The Problem: Network-Blindness

Derick Winkworth (@CloudToad) and Jeremy Schulman (@nwkautomaniac) gave an interesting presentation exploring the nature of a network as a single logical construct rather than individual pieces of hardware. Derick started off by describing a condition called “face-blindness.” Those suffering from face-blindness have difficulty organizing the images of facial features into an entire face. They can see the individual components, but they can’t see the logical construct the arrangement of these images creates – a face.

He explained that some see the network in the same way, calling the phenomenon “network-blindness.” In other words, the network doesn’t exist in and of itself; it’s actually an ideal state that exists in our minds. A network is a logical construction of various components such as cables, hardware, and configurations, and we expect it to behave a certain way. Unfortunately, those suffering from network-blindness aren’t always aware of the network as a logical whole and instead focus on its individual components.

This may sound esoteric, but it makes sense to me, and I feel it’s important to flesh this out because it forms the foundation of what Apstra is doing. What Derick focused on was context, and I really enjoyed hearing a fellow networking geek think about networks this way.
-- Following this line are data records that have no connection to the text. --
PR #1117, opened 2026-09-14
spark: bump protos

JssDWt:
Updates the vendored protos and the operator image to buildonspark/spark `0b3a32a05`.


JssDWt:
Recreating from a breez branch so the stack sits in one repo.

PR #1118, opened 2026-09-14
spark: add what a service provider needs from this crate

JssDWt:
Stacked on #1117.

- **`Signer::split_signing_key` / `combine_signing_keys`** — a deposit tree needs every node to hold its own key while its leaves still sum to the parent's.
- **`store_preimage_shares`** — the receiver side of a HODL receive: splits the preimage across the operators so the SSP's swap can return it atomically.
- **`HtlcService::receive_htlc_with_tweaks`** — the SSP side of a lightning receive: hands over the fronted leaves and gets the preimage back atomically.
- **Expose SSP-related operator functions** — `create_spark_tx`, `create_initial_timelock_refund_txs`, `RefundTransactions`, `signing_path`, `ephemeral_anchor_output`, `SigningResult`, `SparkRpcClient::transport`, `build_interceptor`, `Transport`.
- **`TreeNode::can_renew_refund_tx`** — so the SSP can refuse a leaf it could not later exit, before taking it on.
- **`TreeService::new` takes `Option<Arc<Swap>>`** — the SSP is itself the service provider, so it has none to swap with, but still wants the rest of the service.


JssDWt:
Recreating from a breez branch so the stack sits in one repo.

Think of it like this: alone, each individual router, switch, cable, and line of code is not a network. However, each component is part and parcel of the greater context of the network in which it participates.

He elaborated by saying that many large networks are so complex that it’s just too difficult for an engineer to have an accurate big picture. I know from experience that Derick is right about that. Networking folks really do get lost in the weeds configuring devices and features in one small part of the network and [unintentionally] forget the big picture. We want to maintain the vision of the big picture, but it’s hard to do that when troubleshooting why DSCP markings aren’t treated properly on some switch somewhere.
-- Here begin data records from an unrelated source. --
PR #1120, opened 2026-09-14
add what a service provider needs from the spark crate

JssDWt:
- **`Signer::split_signing_key` / `combine_signing_keys`**: a deposit tree needs every node to hold its own key while its leaves still sum to the parent's.
- **`store_preimage_shares`**: the receiver side of a HODL receive. It splits the preimage across the operators so the SSP's swap can return it atomically.
- **`HtlcService::receive_htlc_with_tweaks`**: the SSP side of a lightning receive. It hands over the fronted leaves and gets the preimage back atomically.
- **Expose SSP-related operator functions**: `create_spark_tx`, `create_initial_timelock_refund_txs`, `RefundTransactions`, `signing_path`, `ephemeral_anchor_output`, `SigningResult`, `SparkRpcClient::transport`, `build_interceptor`, `Transport`, `serialize_static_deposit_claim_payload`, `serialize_instant_static_deposit_claim_payload`.
- **`TreeService::new` takes `Option<Arc<Swap>>`**: the SSP is itself the service provider, so it has none to swap with, but still wants the rest of the service.


crates/spark/src/services/htlc.rs
```diff
@@ -122,6 +124,81 @@ impl HtlcService {
...
+                    .ok_or(ServiceError::SSPswapError(
+                        "Swap response did not contain a transfer".to_string(),
+                    ))?
+                    .try_into()?;
+                // Empty preimage means the share was not present (a HODL invoice):
+                // the transfer is committed but the preimage must be provided later.
+                let preimage = if response.preimage.is_empty() {
+                    None
+                } else {
+                    Some(Preimage::try_from(response.preimage)?)
```
roeierez: Shouldn't we ensure the preimage is the right one also? 

```
let preimage = Preimage::try_from(response.preimage)?;
if preimage.compute_hash() != *payment_hash {
    return Err(ServiceError::SSPswapError(
        "preimage does not match the payment hash".into(),
    ));
}
```

roeierez (changes requested):

crates/spark/src/services/htlc.rs
JssDWt: Yes, done!

roeierez (approved):

crates/spark/src/services/lightning.rs
```diff
@@ -35,6 +38,70 @@ const DEFAULT_RECEIVE_EXPIRY_SECS: u32 = 60 * 60 * 24 * 30; // 30 days
...
+///
+/// `invoice_string` is the bolt11 the operators validate the swap amount against;
+/// `identity_pubkey` is the share owner (the receiver), which the operators check
+/// against the swap's receiver.
+pub async fn store_preimage_shares(
+    operator_pool: &OperatorPool,
+    signer: &Arc<dyn Signer>,
+    split_secret_threshold: u32,
+    payment_hash: sha256::Hash,
+    preimage: Vec<u8>,
```
dangeross: Should we check that `preimage` hashes to `payment_hash` here? The two are supplied separately and nothing checks they agree at the API boundary.

dangeross (commented):
Looks good, just a validation question

crates/spark/src/services/lightning.rs
JssDWt: It certainly doesn't hurt! Done by taking only the preimage as a parameter.

dangeross (approved):
LGTM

Jeremy explained that Day 2 troubleshooting is probably 70% of the problem with networks. Almost immediately after an initial install, the network is going to be different than the original design. How does an engineer know the true state of the network at any given time? And probably more importantly, how does the current state differ from the expected state?

The Cure: Situational Awareness

From a technological perspective, the Apstra Operating System maintains what Jeremy Schulman calls “situational awareness.” This means AOS knows the big picture. It knows what the engineer expects of the network, so it can therefore detect when something isn’t right based on how the current state differs from expected state. What we expect from the network is the intent, and this is how Apstra cures network-blindness.

Under The Hood

Under the hood, AOS breaks up a particular service into its components with regard to configuration and expected state. AOS continually collects network state information, validates configuration, and ultimately performs device configuration.

The impression I got was that Apstra is taking the methods to create a programmable infrastructure that we’re already familiar with and packaging them into an extremely easy-to-use graphical user interface. Then AOS takes abstraction to the next level by providing all the built-in logic for the intent-engine. This is an overlay approach, not device-level programmability, and is what I feel SDN has been promising for years.

Picture a single piece of software that has all your Python scripts, Ansible playbooks and Chef cookbooks all rolled into one. In this case Chef is a good analogy because each network device needs an AOS agent installed in order to be managed.

Rather than use SNMP, AOS uses this agent-based method to collect network data, perform those often-forgotten validation checks, and configure devices. This is different than other vendors’ solutions because not only does AOS not use SNMP, but it’s also vendor agnostic.

During the first demo, Jeremy pointed out that the interface was so straightforward that a facilities person would be able to identify and fix a cabling problem in the data center. In the screenshot below, notice the two red cables and the alarms.


This means that AOS knows what the network is supposed to be like, and this is the context that Derick referred to. This implies there is either a large  number of build templates that comes with AOS, or I’ll be spending a lot of time configuring my own. Maybe I need to stop configuring snowflakes, but as the platform matures, I wonder how the AOS intent-engine will reconcile and validate built-in templates with custom configurations.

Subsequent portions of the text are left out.